You will need to get a heat source that can get the temps up to at least 275*, that way when you load meat into the smoker it will be able to recover and hold temp...

I would suggest at least a 1000 to 1500 watt hot plate if you are going electric...

The water pan helps stabilize the temp inside the box and also adds moisture to the environment which helps keep the meat moist and aids in smoke ring development...


----------



## bennylt (Nov 15, 2009)

This plate says 800 watts.   So i will need to find a more powerful one.  

In the mean time i wonder if i can use a secondry heat source.   

Could i put already started lump charcoal in the same pan with my wood chips?  Or maybe I can put them in a coffee can next to the plate for additional heat?


----------



## beer-b-q (Nov 15, 2009)

Try it see how it works, basically nothing is set in stone so feel free to experiment...  

Adding charcoal to the wood pan would work the same as if you had an ECB style and could be used as the sole source of heat if you wanted...

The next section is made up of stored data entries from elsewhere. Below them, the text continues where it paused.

PR #1683, opened 2026-05-13
Falco 1.3.0

RaheelSyedAhmed:
Pull Request (PR) checklist:
- [X] The dockerfile successfully builds to a test target for the user creating the PR. (i.e. `docker build --tag samtools:1.15test --target test docker-builds/build-files/samtools/1.15` )
- [X] Directory structure as name of the tool in lower case with special characters removed with a subdirectory of the version number in build-files (i.e. `docker-builds/build-files/spades/3.12.0/Dockerfile`)
   - [ ] (optional) All test files are located in same directory as the Dockerfile (i.e. `build-files/shigatyper/2.0.1/test.sh`)
- [X] Create a simple container-specific [README.md](https://github.com/StaPH-B/docker-builds/blob/master/.github/workflow-templates/readme-template.md) in the same directory as the Dockerfile (i.e. `docker-builds/build-files/spades/3.12.0/README.md`)

Update to Falco directory to include version 1.3.0 of Falco, added a URL for documentation on all flags for Falco in the program README.md, and updated the main README.md to include version 1.3.0 in the versions dropdown entry for Falco.


RaheelSyedAhmed:
Hello Dr. @Kincekara, I made a quick change to the apt-get installation in the app phase. The prior edition installs libhts-dev in both the builder and the app phase. I changed this to only install libraries shown through `ldd /usr/local/bin`. This saves roughly 500 MB when the Docker image is built.

Would you like me to keep the libhts-dev installation for clarity and continuity, or keep the essential libraries in the app stage to limit size? See [d021558](https://github.com/StaPH-B/docker-builds/commit/d021558684086b8af9527347476c65eb1ca7a9b1) lines 44-51 for further detail.

Kincekara:
The compressed size of the previous image is about 42 MB, so it’s unlikely that adding `libhts-dev` alone accounts for an extra 500 MB. The difference is more likely coming from the apt layer, since `--no-install-recommends` isn’t available during the builder stage.

You can verify the uncompressed image size with the `docker images` command in your workspace. As a rule of thumb, the compressed size is usually a bit less than half of the uncompressed size.

There is a trade-off between Dockerfile complexity and image size. While smaller images are generally preferable for security and efficiency, a simpler Dockerfile can be the better long‑term choice if the size difference is not significant, since it makes future updates easier to maintain.

Kincekara:
You can keep your changes if the image works properly.

RaheelSyedAhmed:
Thank you for the input Dr. Incekara! I'll wait for the checks to complete and swap this from a draft PR to a regular PR.

Kincekara:
@staphb-dockerbuilds-diff falco 1.2.5 1.3.0

Kincekara (approved):

PR #1843, opened 2026-09-18
adding seqsender version 1.5.1

erinyoung:
There's a new version of seqsender!

According to the [release notes](https://github.com/CDCgov/seqsender/releases/tag/v1.5.1) this fixes an outdated python package.

At this moment in time, I'm not 100% sure if this will actually run. The environment file that is included in the repo does not use the required beartype and many other dependencies. I have adjusted it in this PR, and it looks like it _should_ work fine. It builds in any case, but only because I used GEMINI as errors arose.

This is the summary from GEMINI:

## Key Changes

* **Upgraded Python Runtime to 3.10 & Sanitized `env.yaml`**
  * **Change:** Added a `sed` step to strip hardcoded `py38` build hashes from `env.yaml` and forced `python=3.10` during `micromamba install`.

A warning though about the smoker being wood, I believe I would set it up on concrete blocks with the charcoal pan in the bottom surrounded by the concrete blocks as a precaution against setting the smoker on fire...  Just a thought.


----------



## bennylt (Nov 15, 2009)

Thanks.  Yah i had planned on doing that if i started using any "real" fire.  thats one of the reason i left the bottom open, so i always had that option.  i also have a small travel type gas grill.  i but i could use that in the way, surrounded by blocks with smker box on tim out of harms way.  

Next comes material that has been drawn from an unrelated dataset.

PR #766, opened 2019-04-20
build.gradle improve gitVersionBase calculation

Nanolx:
Currently the most recent tag is taken into account when calculating gitVersionBase. While this works as advertised for upstream, which only has v[0-9]* release-tags, this may cause issues on forks (which may have other tags aswell).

Okay  i'm going to go experiment.


----------



## ddave (Nov 15, 2009)

What he said.  
	

	
	
		
		



		
			






A guy on another forum had a wood smoker.  About 6 feet tall and used a gas burner.  Seemed to work very well.  He loaned it to a friend who didn't pay attention to the grease buildup . . . 

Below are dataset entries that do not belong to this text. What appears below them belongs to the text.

PR #804, opened 2019-06-02
Add org.microg.tools.CondLog() for conditional logging (fix #251)

### LINKED ISSUE #251: sensitive information logged?
i have a google account configured. i am looking at my logcat, and i see stuff in the log that seems to be sensitive. in particular, i've seen suspect entries with these tags:
- GmsAuthManager
- GmsAuthManagerSvc
- GmsHttpFormClient

am i right? is there a way to disable this logging entries?

Nanolx:
Add new CondLog() [Conditional Logging] function to `play-services-core`. It only prints the Log if the desired Log.Level isLoggable(). Took some inspiration from [this gist](https://gist.github.com/kristopherjohnson/11219895).

Also includes a test commit within `AuthManagerServiceImpl`.

@mar-v-in let me know if you think this is suitable for #251 

cc-ing @ale5000-git @Lanchon

### DIFF
--- a/play-services-core/src/main/java/org/microg/gms/auth/AuthManagerServiceImpl.java
+++ b/play-services-core/src/main/java/org/microg/gms/auth/AuthManagerServiceImpl.java
@@ -37,6 +37,7 @@ import com.google.android.gms.auth.TokenData;
 import com.google.android.gms.common.api.Scope;
 
 import org.microg.gms.common.PackageUtils;
+import org.microg.tools.CondLog;
 
 import java.io.IOException;
 import java.util.ArrayList;
@@ -79,7 +80,7 @@ public class AuthManagerServiceImpl extends IAuthManagerService.Stub {
         packageName = PackageUtils.getAndCheckCallingPackage(context, packageName, extras.getInt(KEY_CALLER_UID, 0), extras.getInt(KEY_CALLER_PID, 0));
         boolean notify = extras.getBoolean(KEY_HANDLE_NOTIFICATION, false);
 
-        Log.d(TAG, "getToken: account:" + accountName + " scope:" + scope + " extras:" + extras + ", notify: " + notify);
+        CondLog.print(TAG, Log.DEBUG, "getToken: account:" + accountName + " scope:" + scope + " extras:" + extras + ", notify: " + notify);
 
         /*
          * TODO: This scope seems to be invalid (according to https://developers.google.com/oauthplayground/),
--- a/play-services-core/src/main/java/org/microg/tools/CondLog.java
+++ b/play-services-core/src/main/java/org/microg/tools/CondLog.java
@@ -1,0 +1,120 @@
+/*
+ * Copyright (C) 2019 microG Project Team
+ *
+ * Licensed under the Apache License, Version 2.0 (the "License");
+ * you may not use this file except in compliance with the License.
+ * You may obtain a copy of the License at
+ *
+ *     http://www.apache.org/licenses/LICENSE-2.0
+ *
+ * Unless required by applicable law or agreed to in writing, software
+ * distributed under the License is distributed on an "AS IS" BASIS,
+ * WITHOUT WARRANTIES OR CONDITIONS OF ANY KIND, either express or implied.
+ * See the License for the specific language governing permissions and
+ * limitations under the License.
+ */
+
+package org.microg.tools;
+
+import android.util.Log;
+
+public class CondLog
+{
+
+	private CondLog()
+	{
+	}
+
+	public static boolean isLoggable(String tag, final int level)
+	{
+		// Note: Log.isLoggable() will only return true for levels of INFO and above by
+		// default. To override this behavior, set system properties as described in the
+		// documentation for Log.isLoggable(), or add appropriate filtering code here.
+
+		// Log.isLoggable() will throw an exception if the length of the tag is greater than
+		// 23 characters, so trim it if necessary to avoid the exception.
+		if (tag.length() > 23)
+		{
+			tag = tag.substring(0, 22);
+		}
+
+		return Log.isLoggable(tag, level);
+	}
+
+	/**
+	 * Call Log.*(tag, msg, tr) if loggable
+	 * 
+	 * @param tag
+	 *            Used to identify the source of a log message. It usually identifies the class
+	 *            or activity where the log call occurs.
+	 * @param level
+	 *            Requested log level
+	 * @param msg
+	 *            The message you would like logged.
+	 * @param tr
+	 */
+	public static void print(final String tag, final int level, final String msg, final Throwable tr)
+	{
+		if (isLoggable(tag, level))
+		{
+			switch (level) {
+				case Log.ASSERT:
+					Log.wtf(tag, msg, tr);
+					break;
+				case Log.VERBOSE:
+					Log.v(tag, msg, tr);
+					break;
+				case Log.DEBUG:
+					Log.d(tag, msg, tr);
+					break;
+				case Log.INFO:
+					Log.i(tag, msg, tr);
+					break;
+				case Log.WARN:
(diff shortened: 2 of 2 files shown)


ale5000-git:
Very good idea, but I propose 2 DEBUG levels:
- DEBUG (standard with all messages)
- DEBUG_SAFE same as DEBUG but without auth info (that may compromise account if published online)

Nanolx:
microG has different log levels already, so we could either do more fine granulatio/re-classification or check whether we're on a debug build, instead of a relase build with something like:

```
diff --git a/play-services-core/src/main/java/org/microg/tools/CondLog.java b/play-services-core/src/main/java/org/microg/tools/CondLog.java
index 36c0cb5..be20cbb 100644
--- a/play-services-core/src/main/java/org/microg/tools/CondLog.java
+++ b/play-services-core/src/main/java/org/microg/tools/CondLog.java
@@ -42,7 +42,11 @@ public class CondLog
 			tag = tag.substring(0, 22);
 		}
 
-		return Log.isLoggable(tag, level);
+		if (! BuildConfig.DEBUG && level = Log.DEBUG) {
+			return false
+		} else {
+			return Log.isLoggable(tag, level);
+		}
 	}
 
 	/**
```

ale5000-git:
There still can be the case when someone on a debug build need to post the log publicly.
So I think we need a more fine granulation/reclassification of log messages (at least of the ones containing sensitive informations or session ids that may allow session hijacking).

Nanolx:
See the last commit if it more fits your needs, I've simply added DEBUG_SAFE as a new, custom log level, which equals to 42 (because it's the meaning of life).

Additionally isLoggable() will always return false for DEBUG_SAFE if we're on a release build.

Lanchon:
logs should never log sensitive information. this applies to every system. i shouldnt be exposed to risks if i choose DEBUG logs; this is a bug. i shouldnt need to know that a DEBUG_SAFE level exists not to be in danger!

DEBUG should be safe, and if needed, a DEBUG_WITH_SENSITIVE_INFO or something similar could be added. (DEBUG_UNSAFE is not a good name; it doesnt protect users from phishing attacks from others posing as giving help.)

more correctly, an independent LOG_SENSITIVE_INFO setting could be added which triggers logging of unsafe stuff at the proper level which probably shouldnt be DEBUG. a WARNING entry should be logged whenever this LOG_SENSITIVE_INFO mode is enabled. even if a DEBUG_WITH_SENSITIVE_INFO level is implemented, it should log a warning when selected. security is a serious thing.

additionally, if DEBUG currently produces sensitive output, then id STRONGLY suggest removing that level completely. maybe replace it with VERBOSE or SAFE_DEBUG or something similar.

the rationale would be avoiding this scenario where someone honest asks for a DEBUG log and is sent a tainted DEBUG from an old version of microg.

Nanolx:
You don't need to know about anything about DEBUG_SAFE (which maybe should be DEBUG_SENSITIVE instead?), this pull request would only allow logging of sensitive information in debug builds, ordinary users grab their apk from F-Droid or Github, so they are always on release builds.

Otherwise I agree with you. Yes, microG currently logs stuff, you don't want it to.

This pull request should lay the basis to clean stuff up in user builds, but still leave the door open in debug builds.

Am 3. Juni 2019 15:53:26 MESZ schrieb Lanchon <notifications@github.com>:
>logs should never log sensitive information. this applies to every
>system. i shouldnt be exposed to risks if i choose DEBUG logs; this is
>a bug. i shouldnt need to know that a DEBUG_SAFE level exists not to be
>in danger!
>
>DEBUG should be safe, and if needed, a DEBUG_WITH_SENSITIVE_INFO or
>something similar could be added. (DEBUG_UNSAFE is not a good name; it
>doesnt protect users from phishing attacks from others posing as giving
>help.)
>
>more correctly, an independent LOG_SENSITIVE_INFO setting could be
>added which triggers logging of unsafe stuff at the proper level which
>probably shouldnt be DEBUG. a WARNING entry should be logged whenever
>this LOG_SENSITIVE_INFO mode is enabled. even if a
>DEBUG_WITH_SENSITIVE_INFO level is implemented, it should log a warning
>when selected. security is a serious thing.
>
>additionally, if DEBUG currently produces sensitive output, then id
>STRONGLY suggest removing that level completely. maybe replace it with
>VERBOSE or SAFE_DEBUG or something similar.
>
>the rationale would be avoiding this scenario where someone honest asks
>for a DEBUG log and is sent a tainted DEBUG from an old version of
>microg.
>
>-- 
>You are receiving this because you authored the thread.
>https://github.com/microg/android_packages_apps_GmsCore/pull/804#issuecomment-498266034

-- 

voidstarstar:
If there's going to be 2 logging functions for each logging level, I agree with @Lanchon that the one that includes sensitive data should contain additional verbosity.  In other words, we should use `DEBUG_SENSITIVE_DATA` and `DEBUG` instead of `DEBUG_SAFE` and `DEBUG`.  We should assume that anything unsafe will be explicitly (and verbosely) marked.

I would also suggest phrasing this with a preference of "sensitive data" over "sensitive info" to avoid confusion with the `INFO` logging level.

A global flag, off by default, should be as verbose and obvious as possible.  Probably a good idea to put the words "DANGEROUS" and/or "I_KNOW_WHAT_IM_DOING" in there for good measure.

> additionally, if DEBUG currently produces sensitive output, then id STRONGLY suggest removing that level completely. maybe replace it with VERBOSE or SAFE_DEBUG or something similar.
>
> the rationale would be avoiding this scenario where someone honest asks for a DEBUG log and is sent a tainted DEBUG from an old version of microg.

Even if we change future versions of microG to not use `DEBUG`, how will that prevent the old versions from using it?  This seems like a pointless change unless we somehow have all users always change their default logging levels before they paste a logcat, which seems unreasonable to me.  We could have only affected users change their logging level, but at that point, we might as well just tell users to upgrade to the latest microG before posting logcats (we shouldn't care about fixing bugs in old versions of microG anyway).

Nanolx:
I've renamed DEBUG_SAFE to DEBUG_SENSITIVE to be more clear what's going on.

Before going further we should wait for what @mar-v-in has to say regarding the logging.

ale5000-git:
@voidstarstar: We must always tell users to upgrade to the latest microG before posting logcat otherwise we will have a lot of issuesa for already fixed bugs.

@Nanolx: I t seems nice but how can be switched on/off DEBUG_SENSITIVE in debug builds?

Nanolx:
@ale5000-git in the current state you can't, because it's always enabled in debug builds and always disabled in release builds. It would be possible to either

a) add an optional compile time variable (override-able from `local.properties`)
b) add a system property (like microg.debug.sensitive using something like [this reflection](https://wadehuang36.github.io/2018/06/14/android-use-system-properties-as-debug-options.html))

ale5000-git:
For sensitive info I think it is safer a compile time variable, also it would be nice to avoid calling Log.isLoggable for DEBUG_SENSITIVE on DEBUG builds.

ale5000-git:
Like this:
```
		if (level == DEBUG_SENSITIVE) {
			return BuildConfig.DEBUG && DEBUG_SENSITIVE_IS_ENABLED;
		} else {
			return Log.isLoggable(tag, level);
		}
```

Nanolx:
Yes, that's probably the best if we go with a).

Nanolx:
@mar-v-in any interest in this? If not, I'm going to close it.

mar-v-in:
I personally prefer a system that by default removes sensitive information from log or replaces it with stars *but keeps the log entries*. And allows users to enable logging the sensitive information when needed. However, I'm not sure how to easily realize such system without significant additional burden during development.

ILoveOpenSourceApplications:
@mar-v-in, some of these PRs are years old. Shouldn't we merge the ones requiring only minor changes and close those that are no longer significant or would require major rework?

Burnt the smoker to the ground.  Fortunately it was only the smoker.

Dave


----------



## zapper (Nov 15, 2009)

*jerky!!!!!*


----------



## mballi3011 (Nov 15, 2009)

I was going to say I don't think I would use a charcoal source for heat cause you might just turn the smoker into charcoal. I would stay to some kind of electric heat source nut I'm a gasser with metal walls. It looks good and is a really good idea for like bacon and sausage.


----------



## ddave (Nov 15, 2009)

*CURED* jerky







Dave


----------



## treegje (Nov 15, 2009)

you can use it for cold smoking


----------



## rickw (Nov 15, 2009)

It would be a great cold smoker for jerky and cheese.


----------



## cowgirl (Nov 15, 2009)

Good looking smoker! You can cold smoke any cured meats...bacons, hams etc.. Also cold smoke spices, nuts, olives, honey... 

cold smoked bacons and other things...

http://www.smokingmeatforums.com/for...ad.php?t=73131

here are some more ideas...

http://cowgirlscountry.blogspot.com/...ew-things.html


----------



## rambler (Nov 15, 2009)

You will have to close up the bottom of the box and have some type of control for how much air gets in the box.  You will not be able to get up to heat and you will not be able to control the heat with any part of the box open.  Even with the 60 degree or higher ambeint temperatures your burner cannot keep up with the amount of BTU's of the air allowed to move in or out.  As the heat in the smoker increases you start a thermal circulation with the outside, cool air that is replacing the warmer air inside.  It is a law of physics that you have to prevent by closing up the smoker.  You probably would be happier with a sheet metal bottoms that would drain into a pan to collect the "drippings" from your meat


----------



## jcurrier (Nov 16, 2009)

I try to keep my smoker at 90-100 for smoking cheese- did 5 lbs this weekend.  and enjoyed one last night!


----------



## iruptacopula (Nov 16, 2009)

I use two 1000 watt burners from walgreens. ($10 a piece). Make sure you have a good extention cord also. The one in the picture looks like a cheap one. Which is fine for most things but when you have high watts you need a better cord. 10 or 12 gauge.


----------



## bennylt (Nov 19, 2009)

I cant thank you all enough for the advice.  Seriously.  I already make my own jerky, but not smoked.  I cure it first then dry it on a furnace filter strapped to a box fan.  sounds crazy but really works.  so tender because the meat is never cooked.

So anyway, here is what i did with EXCELLENT results.  

I have a big pile of bricks that i usually have set up as a fire ring.  Well I restacked them into an oven of sorts with a chimney.  the smoker box sat on top of the chimney, with bricks lining the inside bottom of the box for extra protection.  

I made a charcoal fire at the bottom and my temp at the top of the box hit 200 within 30 minutes.  I threw some hicory chunks on and had wonderful smoke but a little too much flame.  So i put a tray of chips on the coals and that did the trick.  

the temp floated around 225 for a while and I put the pork loin in.  it seemed to work but after about 45 minutes the temp dropped because the coals were burning out.  so i threw more in and it was back up in no time.  

the problem came about an hour and a half into cooking.  I left it for a little while, and my wood chips caught fire.  the bricks worked fine and the smoker didnt burn or anything.  but the fire spiked the temp up over 375.  when i came back out and realized, i put the chip fire out and probed the meat and it was done already.  it actually turned out VERY good.  It had a 1/8" deep smoke ring.  i guess that worked, but at some point my smoker turned into an oven.  

I am going to change my bricks around a bit to allow the chip tray to be suspended above the coals, not on them.  and i'll keep an eye on it a bit better.  I'm going to try a chicken Saturday.


----------